### [THE PROBLEM]
Each line of the records below that contains "other" needs to be copied.
◇ ◇ ◇ ◇
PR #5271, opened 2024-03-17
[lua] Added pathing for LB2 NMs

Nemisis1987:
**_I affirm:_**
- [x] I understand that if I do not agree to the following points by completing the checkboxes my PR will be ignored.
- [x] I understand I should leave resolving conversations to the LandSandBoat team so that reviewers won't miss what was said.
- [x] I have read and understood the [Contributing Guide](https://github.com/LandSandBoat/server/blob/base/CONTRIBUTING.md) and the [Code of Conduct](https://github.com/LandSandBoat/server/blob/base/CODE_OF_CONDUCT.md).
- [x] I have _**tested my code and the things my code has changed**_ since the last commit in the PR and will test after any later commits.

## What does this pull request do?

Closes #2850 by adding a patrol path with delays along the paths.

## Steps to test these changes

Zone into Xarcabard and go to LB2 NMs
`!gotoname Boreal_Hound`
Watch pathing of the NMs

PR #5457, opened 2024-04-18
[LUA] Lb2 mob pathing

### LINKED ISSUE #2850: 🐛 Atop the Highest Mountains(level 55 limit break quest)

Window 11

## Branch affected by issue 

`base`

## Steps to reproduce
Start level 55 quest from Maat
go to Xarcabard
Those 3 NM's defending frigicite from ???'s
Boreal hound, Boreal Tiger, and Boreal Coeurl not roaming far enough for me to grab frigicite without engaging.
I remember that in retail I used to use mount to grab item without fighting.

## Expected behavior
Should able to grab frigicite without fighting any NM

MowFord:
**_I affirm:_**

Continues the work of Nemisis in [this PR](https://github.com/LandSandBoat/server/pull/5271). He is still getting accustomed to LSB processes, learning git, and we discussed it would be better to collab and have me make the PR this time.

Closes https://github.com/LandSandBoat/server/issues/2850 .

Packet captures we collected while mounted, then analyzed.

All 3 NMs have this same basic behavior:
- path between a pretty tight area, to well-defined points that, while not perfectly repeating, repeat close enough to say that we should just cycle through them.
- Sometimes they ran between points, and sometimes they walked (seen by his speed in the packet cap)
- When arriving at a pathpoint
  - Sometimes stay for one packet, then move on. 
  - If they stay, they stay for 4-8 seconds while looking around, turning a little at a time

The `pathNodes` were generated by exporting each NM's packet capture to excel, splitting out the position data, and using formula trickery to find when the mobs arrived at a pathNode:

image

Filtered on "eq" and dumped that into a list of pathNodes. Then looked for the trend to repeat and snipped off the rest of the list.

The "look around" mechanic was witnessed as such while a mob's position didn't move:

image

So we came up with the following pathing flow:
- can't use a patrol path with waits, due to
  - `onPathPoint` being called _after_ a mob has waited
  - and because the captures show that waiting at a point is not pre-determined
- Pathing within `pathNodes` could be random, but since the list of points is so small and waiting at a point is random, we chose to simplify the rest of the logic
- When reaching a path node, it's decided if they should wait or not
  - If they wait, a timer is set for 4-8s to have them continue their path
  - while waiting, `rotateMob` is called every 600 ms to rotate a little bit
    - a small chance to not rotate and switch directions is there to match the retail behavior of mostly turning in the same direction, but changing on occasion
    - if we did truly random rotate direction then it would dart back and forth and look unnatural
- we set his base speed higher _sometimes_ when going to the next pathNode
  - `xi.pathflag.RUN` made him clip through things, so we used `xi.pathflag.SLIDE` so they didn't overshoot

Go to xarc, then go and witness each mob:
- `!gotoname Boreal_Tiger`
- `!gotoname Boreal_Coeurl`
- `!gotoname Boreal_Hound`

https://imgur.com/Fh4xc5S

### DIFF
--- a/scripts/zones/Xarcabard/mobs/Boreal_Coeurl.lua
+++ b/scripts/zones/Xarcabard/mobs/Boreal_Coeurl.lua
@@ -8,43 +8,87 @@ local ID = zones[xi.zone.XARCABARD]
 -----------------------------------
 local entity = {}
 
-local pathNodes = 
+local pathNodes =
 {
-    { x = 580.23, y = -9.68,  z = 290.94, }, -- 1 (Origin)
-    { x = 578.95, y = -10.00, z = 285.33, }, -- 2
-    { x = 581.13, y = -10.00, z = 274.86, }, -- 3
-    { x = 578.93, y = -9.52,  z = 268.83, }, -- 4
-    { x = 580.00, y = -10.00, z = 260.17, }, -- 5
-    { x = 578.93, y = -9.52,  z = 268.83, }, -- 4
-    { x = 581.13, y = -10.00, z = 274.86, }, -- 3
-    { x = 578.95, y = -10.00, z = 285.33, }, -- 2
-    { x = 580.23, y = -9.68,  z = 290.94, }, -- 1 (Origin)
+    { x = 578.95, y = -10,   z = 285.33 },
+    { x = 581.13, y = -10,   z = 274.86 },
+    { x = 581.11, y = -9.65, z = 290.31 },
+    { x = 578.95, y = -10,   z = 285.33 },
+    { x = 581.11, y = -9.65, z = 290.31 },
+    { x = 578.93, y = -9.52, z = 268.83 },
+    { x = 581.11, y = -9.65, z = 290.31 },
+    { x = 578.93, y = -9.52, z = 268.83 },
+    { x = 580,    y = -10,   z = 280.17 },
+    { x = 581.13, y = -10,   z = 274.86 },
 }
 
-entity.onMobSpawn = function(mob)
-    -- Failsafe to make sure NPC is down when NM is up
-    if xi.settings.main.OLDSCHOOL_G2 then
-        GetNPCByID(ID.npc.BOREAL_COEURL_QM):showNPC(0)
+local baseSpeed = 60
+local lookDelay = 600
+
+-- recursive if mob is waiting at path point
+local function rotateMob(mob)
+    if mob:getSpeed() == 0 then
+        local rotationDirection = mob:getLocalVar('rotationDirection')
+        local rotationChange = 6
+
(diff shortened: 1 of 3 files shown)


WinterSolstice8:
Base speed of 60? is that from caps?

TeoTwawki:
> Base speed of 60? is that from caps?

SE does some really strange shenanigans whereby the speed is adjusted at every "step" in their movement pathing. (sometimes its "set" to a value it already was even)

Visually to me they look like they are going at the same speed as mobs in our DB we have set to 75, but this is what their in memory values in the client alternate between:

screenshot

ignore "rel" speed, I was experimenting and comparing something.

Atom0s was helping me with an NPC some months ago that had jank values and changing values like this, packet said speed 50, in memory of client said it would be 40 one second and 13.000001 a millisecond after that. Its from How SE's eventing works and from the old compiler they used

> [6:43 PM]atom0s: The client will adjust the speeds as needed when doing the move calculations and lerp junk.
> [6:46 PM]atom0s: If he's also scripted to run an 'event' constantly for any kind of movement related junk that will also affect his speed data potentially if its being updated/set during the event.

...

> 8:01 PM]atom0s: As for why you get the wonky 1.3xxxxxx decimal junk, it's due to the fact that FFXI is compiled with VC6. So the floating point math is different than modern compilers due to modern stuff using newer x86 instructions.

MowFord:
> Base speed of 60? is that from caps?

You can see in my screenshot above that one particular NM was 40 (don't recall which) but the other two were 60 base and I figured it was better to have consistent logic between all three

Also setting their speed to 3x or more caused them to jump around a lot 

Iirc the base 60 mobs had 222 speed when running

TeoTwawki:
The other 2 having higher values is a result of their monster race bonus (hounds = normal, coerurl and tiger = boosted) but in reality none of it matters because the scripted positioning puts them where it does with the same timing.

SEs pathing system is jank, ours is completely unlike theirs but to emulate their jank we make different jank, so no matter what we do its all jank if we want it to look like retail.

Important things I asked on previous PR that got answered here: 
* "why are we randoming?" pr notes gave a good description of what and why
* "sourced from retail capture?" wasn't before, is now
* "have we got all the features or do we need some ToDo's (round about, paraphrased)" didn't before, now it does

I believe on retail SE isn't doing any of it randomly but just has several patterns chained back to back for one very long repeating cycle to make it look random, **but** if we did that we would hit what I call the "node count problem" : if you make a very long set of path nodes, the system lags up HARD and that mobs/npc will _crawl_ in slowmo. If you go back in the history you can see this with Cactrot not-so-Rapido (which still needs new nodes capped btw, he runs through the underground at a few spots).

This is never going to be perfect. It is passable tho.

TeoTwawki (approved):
◇ ◇ ◇ ◇
### [RESULT FOR THIS TASK]
You can see in my screenshot above that one particular NM was 40 (don't recall which) but the other two were 60 base and I figured it was better to have consistent logic between all three
The other 2 having higher values is a result of their monster race bonus (hounds = normal, coerurl and tiger = boosted) but in reality none of it matters because the scripted positioning puts them where it does with the same timing.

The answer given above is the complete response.